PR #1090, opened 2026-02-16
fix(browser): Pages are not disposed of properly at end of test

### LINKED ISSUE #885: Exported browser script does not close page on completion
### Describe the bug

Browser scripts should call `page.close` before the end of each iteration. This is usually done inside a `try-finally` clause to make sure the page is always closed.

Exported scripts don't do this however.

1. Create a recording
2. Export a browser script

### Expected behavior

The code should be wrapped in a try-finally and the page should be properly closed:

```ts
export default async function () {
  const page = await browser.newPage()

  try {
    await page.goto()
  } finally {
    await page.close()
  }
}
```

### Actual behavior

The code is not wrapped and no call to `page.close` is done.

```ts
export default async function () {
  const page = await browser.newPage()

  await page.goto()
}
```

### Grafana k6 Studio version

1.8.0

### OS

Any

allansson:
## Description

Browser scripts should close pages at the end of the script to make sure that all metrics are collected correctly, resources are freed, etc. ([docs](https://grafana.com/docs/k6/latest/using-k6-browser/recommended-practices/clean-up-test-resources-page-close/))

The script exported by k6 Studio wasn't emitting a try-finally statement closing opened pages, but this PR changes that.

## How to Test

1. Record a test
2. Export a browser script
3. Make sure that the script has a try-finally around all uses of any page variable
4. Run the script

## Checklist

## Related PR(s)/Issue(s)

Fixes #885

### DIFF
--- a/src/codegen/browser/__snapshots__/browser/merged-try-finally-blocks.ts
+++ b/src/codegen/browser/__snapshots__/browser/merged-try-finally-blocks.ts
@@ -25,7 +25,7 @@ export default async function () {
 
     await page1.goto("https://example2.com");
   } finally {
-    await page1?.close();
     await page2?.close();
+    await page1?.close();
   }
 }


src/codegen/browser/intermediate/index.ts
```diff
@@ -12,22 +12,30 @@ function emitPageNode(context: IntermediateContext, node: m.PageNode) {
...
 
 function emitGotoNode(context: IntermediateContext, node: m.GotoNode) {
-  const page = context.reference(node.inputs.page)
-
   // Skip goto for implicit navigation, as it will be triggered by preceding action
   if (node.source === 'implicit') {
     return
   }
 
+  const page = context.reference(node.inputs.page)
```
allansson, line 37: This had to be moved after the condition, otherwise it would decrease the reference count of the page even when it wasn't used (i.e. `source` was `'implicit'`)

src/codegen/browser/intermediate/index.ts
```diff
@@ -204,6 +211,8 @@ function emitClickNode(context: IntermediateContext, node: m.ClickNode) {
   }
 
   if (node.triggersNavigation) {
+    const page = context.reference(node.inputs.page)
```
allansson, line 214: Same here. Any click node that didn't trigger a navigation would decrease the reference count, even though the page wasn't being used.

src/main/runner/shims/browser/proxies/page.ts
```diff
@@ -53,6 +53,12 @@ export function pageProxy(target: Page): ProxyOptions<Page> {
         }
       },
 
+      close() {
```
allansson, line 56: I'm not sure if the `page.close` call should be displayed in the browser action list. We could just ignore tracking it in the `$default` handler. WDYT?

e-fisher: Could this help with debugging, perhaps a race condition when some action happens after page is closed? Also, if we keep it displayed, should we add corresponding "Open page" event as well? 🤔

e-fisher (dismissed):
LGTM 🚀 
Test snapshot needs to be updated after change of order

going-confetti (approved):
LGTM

━━━━━━━━━━━━━━━━━━━━━━━━━━━━━━

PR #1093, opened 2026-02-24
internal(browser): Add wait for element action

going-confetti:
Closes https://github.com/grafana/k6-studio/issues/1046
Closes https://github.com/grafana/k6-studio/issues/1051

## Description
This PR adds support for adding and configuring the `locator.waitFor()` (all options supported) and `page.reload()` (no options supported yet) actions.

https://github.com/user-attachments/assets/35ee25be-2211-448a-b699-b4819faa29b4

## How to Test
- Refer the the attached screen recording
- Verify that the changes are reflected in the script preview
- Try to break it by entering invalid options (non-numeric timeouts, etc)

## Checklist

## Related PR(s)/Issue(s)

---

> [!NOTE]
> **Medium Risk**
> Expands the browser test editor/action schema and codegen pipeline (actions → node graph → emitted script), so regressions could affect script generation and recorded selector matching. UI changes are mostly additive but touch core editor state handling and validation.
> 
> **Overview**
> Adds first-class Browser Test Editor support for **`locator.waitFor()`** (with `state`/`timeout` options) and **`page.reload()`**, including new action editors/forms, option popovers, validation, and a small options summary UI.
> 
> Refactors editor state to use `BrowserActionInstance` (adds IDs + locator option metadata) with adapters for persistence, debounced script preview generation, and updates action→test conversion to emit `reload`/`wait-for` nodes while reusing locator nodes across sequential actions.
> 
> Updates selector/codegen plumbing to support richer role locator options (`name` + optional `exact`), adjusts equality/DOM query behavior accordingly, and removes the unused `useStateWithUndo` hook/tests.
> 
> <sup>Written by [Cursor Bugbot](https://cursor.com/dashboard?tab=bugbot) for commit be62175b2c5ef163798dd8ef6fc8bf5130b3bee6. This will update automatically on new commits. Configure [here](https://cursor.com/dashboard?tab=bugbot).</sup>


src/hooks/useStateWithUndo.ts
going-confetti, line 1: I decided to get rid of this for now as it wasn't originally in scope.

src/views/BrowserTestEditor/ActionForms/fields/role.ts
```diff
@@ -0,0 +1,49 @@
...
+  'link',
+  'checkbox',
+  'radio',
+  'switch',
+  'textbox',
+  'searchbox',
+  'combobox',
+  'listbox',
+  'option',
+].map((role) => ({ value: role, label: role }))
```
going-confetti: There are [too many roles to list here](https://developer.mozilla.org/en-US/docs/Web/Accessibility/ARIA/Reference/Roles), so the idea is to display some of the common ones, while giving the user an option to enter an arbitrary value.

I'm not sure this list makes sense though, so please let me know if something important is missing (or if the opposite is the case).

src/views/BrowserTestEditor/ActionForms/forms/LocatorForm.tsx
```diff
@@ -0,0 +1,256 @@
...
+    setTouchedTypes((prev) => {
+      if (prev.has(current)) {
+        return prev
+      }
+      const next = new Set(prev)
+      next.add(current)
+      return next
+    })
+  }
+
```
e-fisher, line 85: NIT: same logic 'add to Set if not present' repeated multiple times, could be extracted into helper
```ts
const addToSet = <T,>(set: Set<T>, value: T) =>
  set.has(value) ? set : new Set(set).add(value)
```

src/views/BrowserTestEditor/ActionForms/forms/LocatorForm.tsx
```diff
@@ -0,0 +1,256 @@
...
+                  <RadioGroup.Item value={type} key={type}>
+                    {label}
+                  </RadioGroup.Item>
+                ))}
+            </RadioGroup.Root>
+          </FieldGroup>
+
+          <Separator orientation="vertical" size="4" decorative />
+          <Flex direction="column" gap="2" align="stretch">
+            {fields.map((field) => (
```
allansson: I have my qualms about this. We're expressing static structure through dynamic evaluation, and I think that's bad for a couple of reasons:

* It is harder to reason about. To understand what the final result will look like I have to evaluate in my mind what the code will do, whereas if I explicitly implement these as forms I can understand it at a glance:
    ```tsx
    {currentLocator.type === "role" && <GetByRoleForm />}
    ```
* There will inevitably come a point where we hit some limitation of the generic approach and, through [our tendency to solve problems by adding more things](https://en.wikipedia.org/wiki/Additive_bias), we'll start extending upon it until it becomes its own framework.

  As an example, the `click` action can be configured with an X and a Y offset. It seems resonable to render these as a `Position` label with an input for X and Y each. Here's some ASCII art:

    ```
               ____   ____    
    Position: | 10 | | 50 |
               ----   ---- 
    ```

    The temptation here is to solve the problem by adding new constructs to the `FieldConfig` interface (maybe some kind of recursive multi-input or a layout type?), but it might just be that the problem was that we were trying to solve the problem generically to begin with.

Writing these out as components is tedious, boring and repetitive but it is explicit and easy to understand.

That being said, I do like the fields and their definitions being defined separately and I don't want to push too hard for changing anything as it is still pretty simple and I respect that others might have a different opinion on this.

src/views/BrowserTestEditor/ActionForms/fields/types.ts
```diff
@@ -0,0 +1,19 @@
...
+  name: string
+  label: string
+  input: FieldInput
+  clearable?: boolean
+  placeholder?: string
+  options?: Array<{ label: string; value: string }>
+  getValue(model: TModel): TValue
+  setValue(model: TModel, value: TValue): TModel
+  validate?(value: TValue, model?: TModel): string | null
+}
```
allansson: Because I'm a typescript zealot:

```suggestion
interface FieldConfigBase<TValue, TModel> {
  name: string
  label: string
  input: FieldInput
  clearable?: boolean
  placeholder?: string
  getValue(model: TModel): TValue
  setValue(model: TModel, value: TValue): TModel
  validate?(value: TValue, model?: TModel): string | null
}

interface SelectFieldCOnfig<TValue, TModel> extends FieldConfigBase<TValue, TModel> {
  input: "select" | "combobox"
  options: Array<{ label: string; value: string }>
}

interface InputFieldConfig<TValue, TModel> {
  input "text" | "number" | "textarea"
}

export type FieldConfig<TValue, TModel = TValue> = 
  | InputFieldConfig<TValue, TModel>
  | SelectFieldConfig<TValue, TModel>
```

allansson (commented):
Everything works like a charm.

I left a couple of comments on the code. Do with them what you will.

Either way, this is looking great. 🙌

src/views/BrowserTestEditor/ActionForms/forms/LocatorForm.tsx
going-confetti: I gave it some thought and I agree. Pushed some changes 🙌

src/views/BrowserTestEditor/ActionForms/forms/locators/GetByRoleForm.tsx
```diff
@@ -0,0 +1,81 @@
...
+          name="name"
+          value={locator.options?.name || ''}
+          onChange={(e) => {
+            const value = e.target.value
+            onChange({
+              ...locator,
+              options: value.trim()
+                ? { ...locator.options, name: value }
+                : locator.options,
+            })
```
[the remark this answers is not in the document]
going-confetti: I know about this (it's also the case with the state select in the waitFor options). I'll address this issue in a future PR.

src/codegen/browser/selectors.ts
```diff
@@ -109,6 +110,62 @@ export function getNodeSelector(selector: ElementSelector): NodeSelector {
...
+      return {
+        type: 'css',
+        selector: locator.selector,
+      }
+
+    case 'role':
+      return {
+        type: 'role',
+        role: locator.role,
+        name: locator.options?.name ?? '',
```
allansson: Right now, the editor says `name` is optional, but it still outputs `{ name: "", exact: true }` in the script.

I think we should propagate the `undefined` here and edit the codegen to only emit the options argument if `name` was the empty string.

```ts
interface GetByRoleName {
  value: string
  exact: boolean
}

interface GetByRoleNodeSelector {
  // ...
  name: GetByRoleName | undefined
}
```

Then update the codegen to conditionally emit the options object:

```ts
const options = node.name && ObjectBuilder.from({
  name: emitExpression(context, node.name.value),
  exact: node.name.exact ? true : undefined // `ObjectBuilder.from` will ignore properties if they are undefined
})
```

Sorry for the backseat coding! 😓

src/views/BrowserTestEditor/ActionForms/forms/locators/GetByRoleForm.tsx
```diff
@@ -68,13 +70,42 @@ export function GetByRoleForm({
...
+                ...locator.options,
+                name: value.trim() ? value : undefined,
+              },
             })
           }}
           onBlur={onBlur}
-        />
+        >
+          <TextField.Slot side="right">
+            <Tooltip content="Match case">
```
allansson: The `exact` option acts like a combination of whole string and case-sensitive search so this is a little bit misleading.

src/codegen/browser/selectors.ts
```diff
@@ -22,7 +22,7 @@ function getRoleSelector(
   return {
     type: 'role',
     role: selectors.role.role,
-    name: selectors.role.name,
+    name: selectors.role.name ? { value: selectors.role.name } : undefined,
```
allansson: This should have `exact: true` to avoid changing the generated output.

━━━━━━━━━━━━━━━━━━━━━━━━━━━━━━

## TASK INSTRUCTIONS
Copy out every line from the data above that has "await" in it.

## TASK OUTPUT
  const page = await browser.newPage()
    await page.goto()
    await page.close()
  const page = await browser.newPage()
  await page.goto()
     await page1.goto("https://example2.com");
-    await page1?.close();
     await page2?.close();
+    await page1?.close();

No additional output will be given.